■ **Instructions to follow**
Every entry below needs to be repeated exactly as written.

■ **Materials provided**
PR #8, opened 2017-04-12
Link surveyor and downloader

kurtwheeler:
This small PR links together the separate surveyor and downloader code I have already added to the project. The surveyor will now call the downloader task for Array Express for each batch it discovers. It also adds a bit of extra logging and instructions for installing the workers project into the foreman project.

I have tested this by modifying the array express surveyor code to stop after discovering one batch (since I don't yet want to run this for a large amount of files. I then ran `workers/run_worker.sh` and `foreman/run_surveyor.sh`. A Survey Job ran which created Batch and DownloaderJob records along with queuing a download_array_express task. The task then ran and downloaded the file to `workers/volume/ARRAY_EXPRESS/A-AFFY-1/E-MTAB-3050.raw.1.zip`.


mhuyck:
Getting my head around this finally, @kurtwheeler. Will have some comments today.

workers/data_refinery_workers/downloaders/array_express.py
```diff
@@ -33,20 +30,16 @@ def download_array_express(job_id):
...
                 batch.download_url,
-                target_file_name,
+                target_file_path,
                 batch.id,
                 job_id)
 
     try:
-        target_file = open(target_file_name, "wb")
+        target_file = open(target_file_path, "wb")
         request = requests.get(batch.download_url, stream=True)
```
mhuyck: It's good that you have a `target_file.close()` in the `finally` block below, but check to see if you also need to clean up the connection created by `requests.get(..., stream=True)`. See:

> http://docs.python-requests.org/en/master/user/advanced/#body-content-workflow

where it says "If you set stream to True when making a request, Requests cannot release the connection back to the pool unless you consume all the data or call Response.close."

workers/data_refinery_workers/downloaders/management/commands/queue_task.py
```diff
@@ -0,0 +1,47 @@
...
+            internal_location="expression_data/array_express/A-AFFY-1/",
+            organism=1,
+            status=BatchStatuses.NEW.value
+        )
+        batch.save()
+
+        downloader_job = DownloaderJob(batch=batch)
+        downloader_job.save()
+        logger.info("Queuing a task.")
+        download_array_express.delay(downloader_job.id)
```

■ **Result of the exercise**
PR #8, opened 2017-04-12
Link surveyor and downloader

kurtwheeler:
This small PR links together the separate surveyor and downloader code I have already added to the project. The surveyor will now call the downloader task for Array Express for each batch it discovers. It also adds a bit of extra logging and instructions for installing the workers project into the foreman project.

I have tested this by modifying the array express surveyor code to stop after discovering one batch (since I don't yet want to run this for a large amount of files. I then ran `workers/run_worker.sh` and `foreman/run_surveyor.sh`. A Survey Job ran which created Batch and DownloaderJob records along with queuing a download_array_express task. The task then ran and downloaded the file to `workers/volume/ARRAY_EXPRESS/A-AFFY-1/E-MTAB-3050.raw.1.zip`.


mhuyck:
Getting my head around this finally, @kurtwheeler. Will have some comments today.

workers/data_refinery_workers/downloaders/array_express.py
```diff
@@ -33,20 +30,16 @@ def download_array_express(job_id):
...
                 batch.download_url,
-                target_file_name,
+                target_file_path,
                 batch.id,
                 job_id)
 
     try:
-        target_file = open(target_file_name, "wb")
+        target_file = open(target_file_path, "wb")
         request = requests.get(batch.download_url, stream=True)
```
mhuyck: It's good that you have a `target_file.close()` in the `finally` block below, but check to see if you also need to clean up the connection created by `requests.get(..., stream=True)`. See:

> http://docs.python-requests.org/en/master/user/advanced/#body-content-workflow

where it says "If you set stream to True when making a request, Requests cannot release the connection back to the pool unless you consume all the data or call Response.close."

workers/data_refinery_workers/downloaders/management/commands/queue_task.py
```diff
@@ -0,0 +1,47 @@
...
+            internal_location="expression_data/array_express/A-AFFY-1/",
+            organism=1,
+            status=BatchStatuses.NEW.value
+        )
+        batch.save()
+
+        downloader_job = DownloaderJob(batch=batch)
+        downloader_job.save()
+        logger.info("Queuing a task.")
+        download_array_express.delay(downloader_job.id)
```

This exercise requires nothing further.